(Supplied material begins)

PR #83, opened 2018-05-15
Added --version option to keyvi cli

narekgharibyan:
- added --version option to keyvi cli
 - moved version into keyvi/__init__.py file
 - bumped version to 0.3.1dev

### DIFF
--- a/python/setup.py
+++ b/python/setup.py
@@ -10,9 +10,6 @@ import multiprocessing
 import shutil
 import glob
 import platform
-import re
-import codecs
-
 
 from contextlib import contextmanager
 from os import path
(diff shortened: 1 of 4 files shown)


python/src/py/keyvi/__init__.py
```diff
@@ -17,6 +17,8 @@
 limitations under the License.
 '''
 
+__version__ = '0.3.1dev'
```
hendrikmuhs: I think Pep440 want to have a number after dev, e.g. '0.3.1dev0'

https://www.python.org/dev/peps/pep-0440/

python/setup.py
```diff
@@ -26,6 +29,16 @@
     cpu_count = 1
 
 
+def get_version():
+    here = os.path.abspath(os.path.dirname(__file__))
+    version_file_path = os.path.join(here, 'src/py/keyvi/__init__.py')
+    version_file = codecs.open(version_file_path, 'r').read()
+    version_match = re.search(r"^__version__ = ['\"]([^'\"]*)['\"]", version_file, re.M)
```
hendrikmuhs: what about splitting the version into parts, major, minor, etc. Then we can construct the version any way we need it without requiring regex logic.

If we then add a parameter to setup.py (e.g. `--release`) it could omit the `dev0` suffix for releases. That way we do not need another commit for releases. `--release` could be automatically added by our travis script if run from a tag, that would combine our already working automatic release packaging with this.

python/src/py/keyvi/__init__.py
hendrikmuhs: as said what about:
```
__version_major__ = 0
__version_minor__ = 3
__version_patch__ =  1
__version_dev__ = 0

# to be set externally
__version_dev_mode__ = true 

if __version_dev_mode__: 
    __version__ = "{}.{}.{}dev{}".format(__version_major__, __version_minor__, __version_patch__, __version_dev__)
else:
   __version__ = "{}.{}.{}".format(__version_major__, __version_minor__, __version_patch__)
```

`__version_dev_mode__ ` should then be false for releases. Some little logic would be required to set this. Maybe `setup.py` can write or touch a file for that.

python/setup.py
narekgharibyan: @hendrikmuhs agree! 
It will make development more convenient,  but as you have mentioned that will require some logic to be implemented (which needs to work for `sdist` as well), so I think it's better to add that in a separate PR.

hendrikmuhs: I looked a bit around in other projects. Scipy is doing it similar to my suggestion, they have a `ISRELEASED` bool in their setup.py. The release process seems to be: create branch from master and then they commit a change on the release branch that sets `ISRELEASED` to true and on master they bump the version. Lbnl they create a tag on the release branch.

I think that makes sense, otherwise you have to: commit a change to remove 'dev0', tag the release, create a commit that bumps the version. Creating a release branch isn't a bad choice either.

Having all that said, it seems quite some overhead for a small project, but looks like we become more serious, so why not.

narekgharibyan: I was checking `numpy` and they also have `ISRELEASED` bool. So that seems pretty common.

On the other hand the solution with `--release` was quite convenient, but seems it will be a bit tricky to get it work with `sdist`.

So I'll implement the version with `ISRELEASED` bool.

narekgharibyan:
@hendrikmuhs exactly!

(Supplied material ends)
(Supplied material begins)

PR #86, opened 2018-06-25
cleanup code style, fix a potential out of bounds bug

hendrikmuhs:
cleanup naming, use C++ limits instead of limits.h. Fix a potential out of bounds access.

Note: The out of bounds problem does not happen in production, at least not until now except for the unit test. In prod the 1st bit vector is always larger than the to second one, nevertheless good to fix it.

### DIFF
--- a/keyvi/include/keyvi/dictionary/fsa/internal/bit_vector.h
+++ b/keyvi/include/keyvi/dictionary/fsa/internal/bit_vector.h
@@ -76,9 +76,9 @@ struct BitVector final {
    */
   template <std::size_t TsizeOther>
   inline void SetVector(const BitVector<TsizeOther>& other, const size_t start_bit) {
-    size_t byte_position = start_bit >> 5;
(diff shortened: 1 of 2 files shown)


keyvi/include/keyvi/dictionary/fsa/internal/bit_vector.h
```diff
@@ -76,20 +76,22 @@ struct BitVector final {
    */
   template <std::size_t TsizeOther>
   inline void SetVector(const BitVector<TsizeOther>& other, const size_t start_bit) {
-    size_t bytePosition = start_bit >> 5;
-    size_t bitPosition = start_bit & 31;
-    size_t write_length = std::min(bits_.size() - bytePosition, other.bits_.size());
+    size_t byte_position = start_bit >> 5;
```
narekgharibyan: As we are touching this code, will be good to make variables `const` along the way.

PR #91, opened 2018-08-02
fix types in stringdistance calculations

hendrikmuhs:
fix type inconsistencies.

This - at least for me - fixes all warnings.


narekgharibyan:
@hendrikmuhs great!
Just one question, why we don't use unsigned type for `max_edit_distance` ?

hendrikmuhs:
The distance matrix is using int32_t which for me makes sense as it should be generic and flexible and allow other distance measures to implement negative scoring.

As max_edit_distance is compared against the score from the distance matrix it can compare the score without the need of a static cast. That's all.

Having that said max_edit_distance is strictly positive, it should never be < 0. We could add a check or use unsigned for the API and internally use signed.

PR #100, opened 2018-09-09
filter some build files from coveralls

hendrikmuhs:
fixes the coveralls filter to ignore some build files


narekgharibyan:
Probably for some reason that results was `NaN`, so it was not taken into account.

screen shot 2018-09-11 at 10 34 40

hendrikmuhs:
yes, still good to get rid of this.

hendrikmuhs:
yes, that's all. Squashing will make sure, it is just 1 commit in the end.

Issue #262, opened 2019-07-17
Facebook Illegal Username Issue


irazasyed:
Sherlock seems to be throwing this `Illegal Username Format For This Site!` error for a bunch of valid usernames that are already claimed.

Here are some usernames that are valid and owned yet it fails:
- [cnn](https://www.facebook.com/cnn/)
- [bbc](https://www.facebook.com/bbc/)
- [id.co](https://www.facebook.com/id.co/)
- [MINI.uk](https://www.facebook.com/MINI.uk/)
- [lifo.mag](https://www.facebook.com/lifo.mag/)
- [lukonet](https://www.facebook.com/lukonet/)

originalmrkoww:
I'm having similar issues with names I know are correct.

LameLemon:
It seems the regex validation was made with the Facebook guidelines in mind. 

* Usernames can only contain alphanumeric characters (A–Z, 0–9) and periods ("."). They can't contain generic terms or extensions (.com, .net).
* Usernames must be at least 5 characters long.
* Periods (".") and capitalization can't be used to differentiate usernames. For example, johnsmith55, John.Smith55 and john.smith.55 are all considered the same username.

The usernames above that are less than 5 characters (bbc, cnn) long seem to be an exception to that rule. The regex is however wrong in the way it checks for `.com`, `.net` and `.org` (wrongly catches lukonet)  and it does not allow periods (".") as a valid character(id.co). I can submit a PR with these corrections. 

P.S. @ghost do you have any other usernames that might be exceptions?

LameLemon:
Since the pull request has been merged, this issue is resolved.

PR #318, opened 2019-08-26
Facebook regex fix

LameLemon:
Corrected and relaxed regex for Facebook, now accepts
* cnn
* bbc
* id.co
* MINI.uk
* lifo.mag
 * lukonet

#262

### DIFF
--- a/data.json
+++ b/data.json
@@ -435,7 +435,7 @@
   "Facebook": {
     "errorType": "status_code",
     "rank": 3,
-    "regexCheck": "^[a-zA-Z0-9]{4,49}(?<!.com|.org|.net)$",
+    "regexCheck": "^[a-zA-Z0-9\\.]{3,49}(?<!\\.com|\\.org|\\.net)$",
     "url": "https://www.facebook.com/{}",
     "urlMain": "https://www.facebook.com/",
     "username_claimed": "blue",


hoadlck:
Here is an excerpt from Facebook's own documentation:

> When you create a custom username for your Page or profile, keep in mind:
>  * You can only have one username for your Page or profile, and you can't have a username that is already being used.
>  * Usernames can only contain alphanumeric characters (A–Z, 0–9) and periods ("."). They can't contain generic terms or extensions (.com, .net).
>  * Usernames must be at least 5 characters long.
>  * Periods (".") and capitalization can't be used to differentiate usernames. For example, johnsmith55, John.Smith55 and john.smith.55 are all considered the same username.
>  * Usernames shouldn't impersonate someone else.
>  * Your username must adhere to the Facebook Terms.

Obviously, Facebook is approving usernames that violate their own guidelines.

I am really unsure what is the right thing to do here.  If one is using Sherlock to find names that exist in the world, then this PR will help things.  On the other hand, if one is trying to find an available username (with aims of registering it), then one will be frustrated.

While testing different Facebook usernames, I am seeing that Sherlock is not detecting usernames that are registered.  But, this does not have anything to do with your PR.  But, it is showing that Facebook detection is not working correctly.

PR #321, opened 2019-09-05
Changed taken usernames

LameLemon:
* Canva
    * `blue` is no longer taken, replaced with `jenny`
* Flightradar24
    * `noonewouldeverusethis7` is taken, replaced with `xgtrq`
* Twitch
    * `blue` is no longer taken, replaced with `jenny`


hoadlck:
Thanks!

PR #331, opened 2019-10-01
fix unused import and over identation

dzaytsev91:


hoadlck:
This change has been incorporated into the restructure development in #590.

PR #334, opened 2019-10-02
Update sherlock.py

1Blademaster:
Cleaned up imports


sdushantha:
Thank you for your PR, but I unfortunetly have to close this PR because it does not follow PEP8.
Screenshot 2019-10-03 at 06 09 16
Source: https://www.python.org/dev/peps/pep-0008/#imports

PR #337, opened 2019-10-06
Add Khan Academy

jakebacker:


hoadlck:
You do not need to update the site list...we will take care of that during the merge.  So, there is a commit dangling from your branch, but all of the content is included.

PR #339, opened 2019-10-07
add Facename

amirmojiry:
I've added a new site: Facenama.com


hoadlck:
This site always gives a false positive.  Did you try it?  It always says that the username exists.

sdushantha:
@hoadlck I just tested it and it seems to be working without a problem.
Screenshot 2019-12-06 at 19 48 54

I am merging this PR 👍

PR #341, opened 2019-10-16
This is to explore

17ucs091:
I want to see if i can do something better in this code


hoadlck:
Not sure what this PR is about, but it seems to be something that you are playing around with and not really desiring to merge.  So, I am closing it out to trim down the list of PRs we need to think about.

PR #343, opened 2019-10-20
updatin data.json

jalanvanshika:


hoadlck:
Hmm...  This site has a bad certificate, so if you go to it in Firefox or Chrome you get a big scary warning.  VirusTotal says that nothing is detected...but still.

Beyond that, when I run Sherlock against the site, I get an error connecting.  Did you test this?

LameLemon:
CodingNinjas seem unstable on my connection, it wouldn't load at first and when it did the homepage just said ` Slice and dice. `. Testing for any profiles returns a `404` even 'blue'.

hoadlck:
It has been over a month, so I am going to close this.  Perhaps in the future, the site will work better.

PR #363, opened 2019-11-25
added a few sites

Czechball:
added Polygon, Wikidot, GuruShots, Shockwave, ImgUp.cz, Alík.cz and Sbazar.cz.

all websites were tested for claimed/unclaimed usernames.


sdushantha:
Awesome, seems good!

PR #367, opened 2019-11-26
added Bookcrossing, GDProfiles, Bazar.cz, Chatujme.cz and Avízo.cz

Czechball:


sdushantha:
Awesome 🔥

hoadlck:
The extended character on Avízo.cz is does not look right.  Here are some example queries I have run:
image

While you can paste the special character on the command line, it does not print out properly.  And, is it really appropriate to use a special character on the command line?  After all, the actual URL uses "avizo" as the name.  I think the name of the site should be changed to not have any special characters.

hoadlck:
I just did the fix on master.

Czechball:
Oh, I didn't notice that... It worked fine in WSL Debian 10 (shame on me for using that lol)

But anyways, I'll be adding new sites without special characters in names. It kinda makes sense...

(Supplied material ends)

**Task requirements**
Only the lines holding "more" are wanted, so copy each of them from the material.

**Answer to the exercise**
It will make development more convenient,  but as you have mentioned that will require some logic to be implemented (which needs to work for `sdist` as well), so I think it's better to add that in a separate PR.
Having all that said, it seems quite some overhead for a small project, but looks like we become more serious, so why not.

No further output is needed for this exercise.